=== INPUT DATA ===
-----

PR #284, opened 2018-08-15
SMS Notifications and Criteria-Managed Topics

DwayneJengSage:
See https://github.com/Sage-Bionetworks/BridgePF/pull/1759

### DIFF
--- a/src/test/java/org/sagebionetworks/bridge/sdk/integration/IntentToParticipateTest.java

-----

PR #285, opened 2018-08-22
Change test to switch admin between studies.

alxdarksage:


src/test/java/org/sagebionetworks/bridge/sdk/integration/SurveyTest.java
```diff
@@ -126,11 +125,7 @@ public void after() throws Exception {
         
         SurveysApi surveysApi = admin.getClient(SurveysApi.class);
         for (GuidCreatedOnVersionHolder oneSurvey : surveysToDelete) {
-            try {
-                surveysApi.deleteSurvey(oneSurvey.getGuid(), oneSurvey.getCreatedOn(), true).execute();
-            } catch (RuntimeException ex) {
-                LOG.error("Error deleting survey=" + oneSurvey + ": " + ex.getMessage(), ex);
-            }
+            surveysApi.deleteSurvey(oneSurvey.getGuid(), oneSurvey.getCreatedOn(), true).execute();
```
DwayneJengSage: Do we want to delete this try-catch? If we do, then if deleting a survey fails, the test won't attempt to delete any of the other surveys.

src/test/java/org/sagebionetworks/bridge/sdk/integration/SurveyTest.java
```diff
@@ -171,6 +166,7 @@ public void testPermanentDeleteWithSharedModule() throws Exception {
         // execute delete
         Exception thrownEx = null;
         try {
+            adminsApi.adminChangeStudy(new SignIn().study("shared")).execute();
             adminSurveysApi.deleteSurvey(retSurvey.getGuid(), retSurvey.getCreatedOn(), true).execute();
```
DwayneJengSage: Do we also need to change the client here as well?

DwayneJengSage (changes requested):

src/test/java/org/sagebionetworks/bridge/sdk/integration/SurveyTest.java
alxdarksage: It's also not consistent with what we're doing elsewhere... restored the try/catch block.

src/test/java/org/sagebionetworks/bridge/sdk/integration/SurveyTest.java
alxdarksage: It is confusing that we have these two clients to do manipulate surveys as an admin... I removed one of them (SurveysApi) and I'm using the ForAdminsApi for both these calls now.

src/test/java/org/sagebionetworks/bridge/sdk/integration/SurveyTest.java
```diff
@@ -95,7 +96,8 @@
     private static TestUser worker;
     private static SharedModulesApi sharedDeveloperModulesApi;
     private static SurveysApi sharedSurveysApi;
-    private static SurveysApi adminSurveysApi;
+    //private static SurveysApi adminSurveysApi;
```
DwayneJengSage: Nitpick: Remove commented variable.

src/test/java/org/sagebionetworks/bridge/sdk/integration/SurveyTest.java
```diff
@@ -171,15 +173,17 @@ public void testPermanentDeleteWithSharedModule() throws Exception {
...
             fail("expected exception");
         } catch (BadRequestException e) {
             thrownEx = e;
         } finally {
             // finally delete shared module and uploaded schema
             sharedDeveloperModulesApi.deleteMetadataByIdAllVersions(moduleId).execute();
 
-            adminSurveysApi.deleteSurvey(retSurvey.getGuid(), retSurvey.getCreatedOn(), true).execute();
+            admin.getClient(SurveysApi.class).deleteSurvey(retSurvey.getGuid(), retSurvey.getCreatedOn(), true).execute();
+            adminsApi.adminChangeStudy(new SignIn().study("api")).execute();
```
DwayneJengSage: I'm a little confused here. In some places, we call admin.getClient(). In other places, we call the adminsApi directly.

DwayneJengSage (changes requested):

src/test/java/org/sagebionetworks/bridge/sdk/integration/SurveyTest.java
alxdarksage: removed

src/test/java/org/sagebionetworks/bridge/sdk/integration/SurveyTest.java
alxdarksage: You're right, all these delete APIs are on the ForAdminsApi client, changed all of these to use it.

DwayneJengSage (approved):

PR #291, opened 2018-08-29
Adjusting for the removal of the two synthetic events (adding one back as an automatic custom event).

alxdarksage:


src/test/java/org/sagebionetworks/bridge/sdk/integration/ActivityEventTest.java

-----

=== AIM OF THE TASK ===
Each line of the listing that includes the word "sharedDeveloperModulesApi" should be copied out.

=== THE COMPLETED TASK ===
     private static SharedModulesApi sharedDeveloperModulesApi;
             sharedDeveloperModulesApi.deleteMetadataByIdAllVersions(moduleId).execute();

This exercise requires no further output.